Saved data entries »
= = = =
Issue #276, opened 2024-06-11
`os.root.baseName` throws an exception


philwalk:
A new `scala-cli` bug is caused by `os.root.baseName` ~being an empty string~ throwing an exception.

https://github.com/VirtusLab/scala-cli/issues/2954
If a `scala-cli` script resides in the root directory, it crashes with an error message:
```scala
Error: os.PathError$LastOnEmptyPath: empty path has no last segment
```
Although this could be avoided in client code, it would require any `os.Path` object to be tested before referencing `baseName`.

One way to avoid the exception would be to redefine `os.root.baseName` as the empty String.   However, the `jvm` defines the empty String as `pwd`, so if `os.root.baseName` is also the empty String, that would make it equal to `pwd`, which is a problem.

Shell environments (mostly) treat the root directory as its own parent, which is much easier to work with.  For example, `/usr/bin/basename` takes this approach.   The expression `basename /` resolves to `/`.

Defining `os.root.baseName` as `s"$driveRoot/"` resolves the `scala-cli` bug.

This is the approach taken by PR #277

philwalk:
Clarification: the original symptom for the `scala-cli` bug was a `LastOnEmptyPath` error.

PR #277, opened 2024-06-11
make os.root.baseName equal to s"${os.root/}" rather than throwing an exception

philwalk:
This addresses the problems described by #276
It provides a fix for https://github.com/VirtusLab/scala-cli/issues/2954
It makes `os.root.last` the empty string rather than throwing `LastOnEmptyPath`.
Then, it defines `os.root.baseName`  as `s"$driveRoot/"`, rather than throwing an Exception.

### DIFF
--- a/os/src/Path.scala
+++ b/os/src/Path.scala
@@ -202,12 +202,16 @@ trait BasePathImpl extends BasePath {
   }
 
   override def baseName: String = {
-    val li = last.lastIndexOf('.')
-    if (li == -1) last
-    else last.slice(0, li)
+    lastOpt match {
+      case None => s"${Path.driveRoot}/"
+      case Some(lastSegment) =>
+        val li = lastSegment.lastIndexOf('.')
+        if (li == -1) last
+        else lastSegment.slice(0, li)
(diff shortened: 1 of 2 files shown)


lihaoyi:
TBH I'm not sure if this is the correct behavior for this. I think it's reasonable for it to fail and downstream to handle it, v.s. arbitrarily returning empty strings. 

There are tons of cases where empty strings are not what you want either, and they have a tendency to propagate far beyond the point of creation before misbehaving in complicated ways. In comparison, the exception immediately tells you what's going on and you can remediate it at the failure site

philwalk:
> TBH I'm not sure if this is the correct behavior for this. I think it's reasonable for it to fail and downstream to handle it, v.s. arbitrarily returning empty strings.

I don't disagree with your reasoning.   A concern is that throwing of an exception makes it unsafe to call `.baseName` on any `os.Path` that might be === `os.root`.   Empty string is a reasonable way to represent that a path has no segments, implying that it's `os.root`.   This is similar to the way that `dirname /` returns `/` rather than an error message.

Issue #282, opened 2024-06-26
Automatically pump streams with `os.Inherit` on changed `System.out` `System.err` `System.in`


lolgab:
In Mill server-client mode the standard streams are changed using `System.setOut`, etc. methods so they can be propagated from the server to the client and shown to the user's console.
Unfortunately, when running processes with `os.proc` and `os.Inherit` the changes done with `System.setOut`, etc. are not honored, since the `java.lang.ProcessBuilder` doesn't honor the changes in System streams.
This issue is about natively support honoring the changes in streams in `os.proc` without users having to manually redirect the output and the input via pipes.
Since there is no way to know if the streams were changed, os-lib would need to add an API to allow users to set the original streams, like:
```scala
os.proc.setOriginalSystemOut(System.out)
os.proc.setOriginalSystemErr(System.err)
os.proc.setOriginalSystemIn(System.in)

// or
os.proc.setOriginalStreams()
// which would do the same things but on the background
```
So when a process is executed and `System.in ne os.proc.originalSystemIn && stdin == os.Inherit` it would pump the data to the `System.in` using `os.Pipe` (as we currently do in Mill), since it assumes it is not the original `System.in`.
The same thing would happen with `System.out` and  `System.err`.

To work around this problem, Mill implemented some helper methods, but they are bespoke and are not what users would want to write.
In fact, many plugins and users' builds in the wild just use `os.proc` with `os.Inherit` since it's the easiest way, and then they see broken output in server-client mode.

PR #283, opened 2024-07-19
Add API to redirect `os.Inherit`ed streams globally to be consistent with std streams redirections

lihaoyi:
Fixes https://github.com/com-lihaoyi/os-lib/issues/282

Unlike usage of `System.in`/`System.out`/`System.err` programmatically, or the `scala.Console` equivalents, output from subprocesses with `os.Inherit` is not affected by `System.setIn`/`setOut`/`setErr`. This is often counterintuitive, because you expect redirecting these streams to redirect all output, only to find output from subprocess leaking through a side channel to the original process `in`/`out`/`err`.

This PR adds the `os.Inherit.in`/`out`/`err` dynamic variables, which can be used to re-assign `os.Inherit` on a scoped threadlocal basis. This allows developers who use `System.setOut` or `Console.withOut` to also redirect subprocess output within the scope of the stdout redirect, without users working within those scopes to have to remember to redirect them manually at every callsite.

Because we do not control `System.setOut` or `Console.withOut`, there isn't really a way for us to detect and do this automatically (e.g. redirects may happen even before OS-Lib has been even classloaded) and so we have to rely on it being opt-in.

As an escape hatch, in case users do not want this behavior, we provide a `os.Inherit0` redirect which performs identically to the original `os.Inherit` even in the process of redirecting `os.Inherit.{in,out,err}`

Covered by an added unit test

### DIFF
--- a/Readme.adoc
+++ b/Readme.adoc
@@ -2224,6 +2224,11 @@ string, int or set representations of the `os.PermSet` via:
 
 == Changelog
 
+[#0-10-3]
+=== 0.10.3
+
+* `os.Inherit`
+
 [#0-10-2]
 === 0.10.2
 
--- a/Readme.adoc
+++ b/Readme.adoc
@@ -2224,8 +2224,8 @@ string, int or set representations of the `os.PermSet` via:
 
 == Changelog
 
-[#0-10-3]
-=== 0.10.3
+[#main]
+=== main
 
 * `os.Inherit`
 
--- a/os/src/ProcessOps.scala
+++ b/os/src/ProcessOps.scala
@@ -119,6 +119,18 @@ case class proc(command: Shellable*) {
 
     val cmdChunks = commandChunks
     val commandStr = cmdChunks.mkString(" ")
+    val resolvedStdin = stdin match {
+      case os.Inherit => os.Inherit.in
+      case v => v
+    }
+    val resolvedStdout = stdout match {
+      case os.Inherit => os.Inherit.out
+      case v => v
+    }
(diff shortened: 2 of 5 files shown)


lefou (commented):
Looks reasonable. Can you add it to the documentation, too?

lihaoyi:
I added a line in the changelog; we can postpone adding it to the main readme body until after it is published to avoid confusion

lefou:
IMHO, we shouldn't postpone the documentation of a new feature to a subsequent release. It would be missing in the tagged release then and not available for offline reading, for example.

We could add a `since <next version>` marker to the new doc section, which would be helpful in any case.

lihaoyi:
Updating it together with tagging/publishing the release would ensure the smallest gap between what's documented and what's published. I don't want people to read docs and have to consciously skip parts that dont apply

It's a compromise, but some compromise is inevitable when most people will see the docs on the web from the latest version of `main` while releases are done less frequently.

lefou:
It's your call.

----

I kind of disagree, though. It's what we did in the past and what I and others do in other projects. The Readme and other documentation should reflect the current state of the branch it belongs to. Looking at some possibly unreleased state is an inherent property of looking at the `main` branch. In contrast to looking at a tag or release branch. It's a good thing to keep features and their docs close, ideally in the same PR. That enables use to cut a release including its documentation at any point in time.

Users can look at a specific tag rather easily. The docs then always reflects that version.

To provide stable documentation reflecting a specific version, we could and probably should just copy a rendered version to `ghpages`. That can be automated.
= = = =
Exercise »
Search the entries for the string "PermSet" and collect each line that has it.

Task response »
@@ -2224,6 +2224,11 @@ string, int or set representations of the `os.PermSet` via:
@@ -2224,8 +2224,8 @@ string, int or set representations of the `os.PermSet` via:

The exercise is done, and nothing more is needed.